In my case, I have perfect far vision, but need reading glasses for close up. I noticed about 3 or 4 years ago, that my vision suddenly got better! I didn't need as strong a reading glasses prescription - it moved from +2.5 diopters to about +1.75 diopters. But when I was diagnosed with diabetes 10 weeks ago, then brought my blood sugar levels down, I ended up having to get new glasses. Guess what the new prescription was... back to +2.5 diopters. The silver lining is that it gives evidence of when diabetes set in for me.

So I think the reason people report blurry vision is if that high glucose levels make you more nearsighted. This would cause your vision to be blurry, like suddenly becoming nearsighted. Then when glucose goes down, vision goes the other way to being less nearsighted.

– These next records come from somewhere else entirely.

PR #2625, opened 2023-08-16
reset mcq autograding result to empty list

YaleChen299:
### Type of change

- [x] Bug fix (non-breaking change which fixes an issue)
- [ ] New feature (non-breaking change which adds functionality)
- [x] Breaking change (fix or feature that would cause existing functionality to not work as expected)
- [ ] This change requires a documentation update
- [ ] Code quality improvements

### How to test
 I tested locally with and without this line.

### Checklist

- [x] I have tested this code
- [ ] I have updated the documentation

PR #2517, opened 2023-06-18
Use `useTypedSelector` and `useDispatch` in AssessmentWorkspace

RichDom2185:
### Description

Part of #2514.

### Type of change

- [ ] Bug fix (non-breaking change which fixes an issue)
- [ ] New feature (non-breaking change which adds functionality)
- [ ] Breaking change (fix or feature that would cause existing functionality to not work as expected)
- [ ] This change requires a documentation update
- [ ] Code quality improvements

### Checklist

- [ ] I have tested this code
- [ ] I have updated the documentation

PR #2627, opened 2023-08-16
Fix assessment workspace runtime error

RichDom2185:
### Description

There was a regression in #2517 when I refactored the naked variables into a single config object – I missed out on setting fallback values (as they were no longer initialised).

This resulted in a runtime error when opening assessments where autograding is enabled and contains a multiple-choice question.

In the process of restoring the old behavior, I also noticed that the type guard function can produce incorrect results when checking the type of non-optional values. Thus, this PR also fixes the `assertType` function so that undefined values, unless the underlying type being checked against also allows for them, will result in a compile-time error.

This should prevent reoccurrence in the future.

Supersedes #2625.

### Type of change

### Checklist

- [x] I have tested this code


YaleChen299 (approved):
Thank you for the fix!

PR #2628, opened 2023-08-16
wrap action with function in useEffect

YaleChen299:
### Description

Fix the issue that visiting any other tab after visiting achievement causing runtime error.

This is caused by the useEffect directly using the action, which might be async(?).
The fix is to wrap it.

### Type of change

### How to test

I have tested locally.

### Checklist

- [x] I have tested this code


RichDom2185 (approved):
Not because it's async, but simply because it's the wrong type: the `getUsers` function is equivalent to
```ts
() => dispatch(getUsers())
```
But `dispatch` does not return void (it returns the created action) so in the context of `useEffect` it will think that this returned action object is a clean up function and try to call it when the component unmounts (hence only when navigating away from the achievements tab).

LGTM, thanks!

Issue #2632, opened 2023-08-19
Disable stories edit page route when user does not have rights


RichDom2185:
While the permissions are already checked in the backend, we should also ideally disable the frontend route, especially since the frontend already as a notion of the users' roles in the context of stories.

PR #2642, opened 2023-08-25
Disable stories routes under public deployment

### LINKED ISSUE #2633: Disable stories routes in public deployment
The public deployment does not have support for stories yet at the moment.

sayomaki:
### Description

This PR attempts to resolve #2633 to disable the routes in the public deployment as stories are not yet available. The fix moves all stories-related routes to under `fullAcademy` router, instead of being under common routes where they would still be accessible in the public deployment.

Alternatively, adding a environment variable can also be considered instead, to toggle whether stories routes will be enabled (similar to how `githubAssessments` work right now). If this is the right way going forward, let me know and I will refactor the code accordingly.

Also as a side note, the stories component might also need to updated to have its own router instead, as right now they are statically defined in the main `routerConfig` file. This will also ease the implementation of #2632 where more fine-grained permissions control can be done within its own router. However, this is outside the scope of this PR and should be in its own standalone update. 

### Type of change

### How to test

Check if the routes are accessible when `REACT_APP_USE_BACKEND` is true and when is false (fullAcademy mode enabled and disabled).

The code has been tested locally, and confirmed that stories routes will no longer be present.

### Checklist

- [x] I have tested this code

### DIFF
--- a/src/routes/routerConfig.tsx
+++ b/src/routes/routerConfig.tsx
@@ -91,22 +91,6 @@ const commonChildrenRoutes: RouteObject[] = [
     path: 'githubassessments/*',
     lazy: GitHubClassroom,
     loader: conditionalLoader(!Constants.enableGitHubAssessments, '/')
-  },
-  {
-    path: 'stories/new',
-    lazy: EditStory
-  },
-  {
-    path: 'stories/view/:id',
-    lazy: ViewStory
-  },
-  {
-    path: 'stories/edit/:id',
-    lazy: EditStory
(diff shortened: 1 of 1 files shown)


chownces (approved):
Thanks for looking into this! This implementation is okay for now, but we will eventually have a separate public stories backend in the future.

On a side note, we have a Source Academy Dev Team chat to coordinate development work. Would you be interested to join in? Feel free to drop me an email at chowenrong@u.nus.edu!

PR #2437, opened 2023-04-11
Redesign Avenger dashboard

zhyuhan:
## Description

This is a major redesign of the dashboard at `/grading` to improve performance and speedup the workflow of Avengers. This is down by migrating the existing submissions table from [AG Grid](https://www.ag-grid.com) to the headless [TanStack Table](https://tanstack.com/table/v8) and components from [Tremor](https://www.tremor.so).

The demo video recorded for the final Show-and-Tell can be found [here](https://www.loom.com/share/7b96695071e246e5b19fb21a333cb5b2).

## Changes

The changes in this PR include:
- Rewrite submissions table using TanStack Table and Tremor
- Improve column and global filtering
  - Persist filters in Redux state (closes #2298, closes #737)
- Add grading statistics (number of graded/ungraded submission and ungraded assessments)
- Refactor `pages/academy/grading/Grading.tsx` to a functional component
- Implement custom `exportCSV` function (previously part of AG Grid API)
  - A few columns that don't exist in the data but exported to CSV with empty values (`initialGrade`, `gradeAdjustment`, `currentGrade`, maxGrade`) are removed, is this okay @martin-henz?

## Future improvements

There are still a few existing issues that can be improved:
- The submission/grading statuses cannot be used to tell whether a submission has been unsubmitted by the Avenger (see #2189)
  - Currently when a submission is unsubmitted, the submission status stays as `submitted` and the grading status stays as `graded`, while the XP adjustments get reverted. There should be a better way to tell whether a submission has been unsubmitted or not.
- Allow filtering by assessments through clicking items in the "Ungraded assessments" list
  - The new grading stats allow an Avenger to see which assessments still have ungraded submission. It will be good if they can click on one of them to add a filter.
- Migrate Tremor to v2 (see [changelog](https://www.tremor.so/changelog))
  - Tremor v1 uses internal [Tailwind](https://tailwindcss.com) stylesheets for styling. In v2, the recommended styling solution is to install our own Tailwind. We will have to resolve a lot of style conflicts if we were to upgrade to v2.
- This redesign is also a first step to migrating away from `ag-grid-community` and `ag-grid-react`, which have a combined bundle size of 33MB.

PR #2643, opened 2023-08-25
Refactor grading dashboard and reduce API overhead

RichDom2185:
### Description

Mainly refactored code, but also added new custom components to support minimal dropdowns, and also restored the old behaviour of allowing staff to toggle between viewing only submissions from their own group (now the default) or all groups. This was previously removed in #2437.

With over 100 groups, this would result in a >100x performance improvement.

New UI:

image

### Type of change

### Checklist

- [x] I have tested this code


chownces (approved):
lgtm!

PR #2647, opened 2023-09-02
Fix breakpoints state going out of sync

### LINKED ISSUE #2646: Spurious invisible breakpoints are causing errors
photo_2023-09-02_15-03-42

The only ways to recover at the moment are:
* try to click on the gutter at the offending line, or if that fails
* visit Source Academy in incognito mode

Here is a recording that shows that the breakpoint remains active when the line is deleted.

https://github.com/source-academy/frontend/assets/30220768/dc678db5-d7ec-4f9a-85a5-16168b9d4610

(The breakpoint disappears when the line is reentered.)

ianyong:
### Description

In #2269 & #2346, the behaviour of breakpoints was updated to be consistent with most code editors & IDEs available. However, due to the way the `Editor` component and the workspaces are implemented, the `Editor` maintains its own source of truth that is separate from the Redux store. The bug in #2646 occurs when the breakpoints state in the Redux store and the `Editor` component become unsynchronised.

To fix this issue, we write the current `Editor` breakpoints state to the Redux store whenever the `Editor` value updates. Ideally, the `Editor` should rely on the Redux store as the single source of truth, but this would require major refactoring and I'm not confident of not breaking other things along the way due to the lack of comprehensive tests + the rather hacky implementation of the `Editor`.

Fixes #2646.

### Type of change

That's my theory, at least!
 
P.S. i should probably point out that this is a completely different mechanism from what causes diabetic retinopathy. (You know, the thing that can cause you to go blind.) Retinopathy is caused by damage to the small blood vessels in the back of the eye caused by high sugar levels, causing them to essentially burst and obstruct vision.

Having vision changes or blurred vision doesn't mean you have retinopathy. My scan came up perfectly clean, no retinopathy at all.
 
I'm having the same blurred vision. Was short sighted and now can drive without the glasses but now need reading glasses have borrowed my husband's temporarily it's very odd. My bloods dropped from 28 to about 12 in a week since being on insulin so my body is very confused.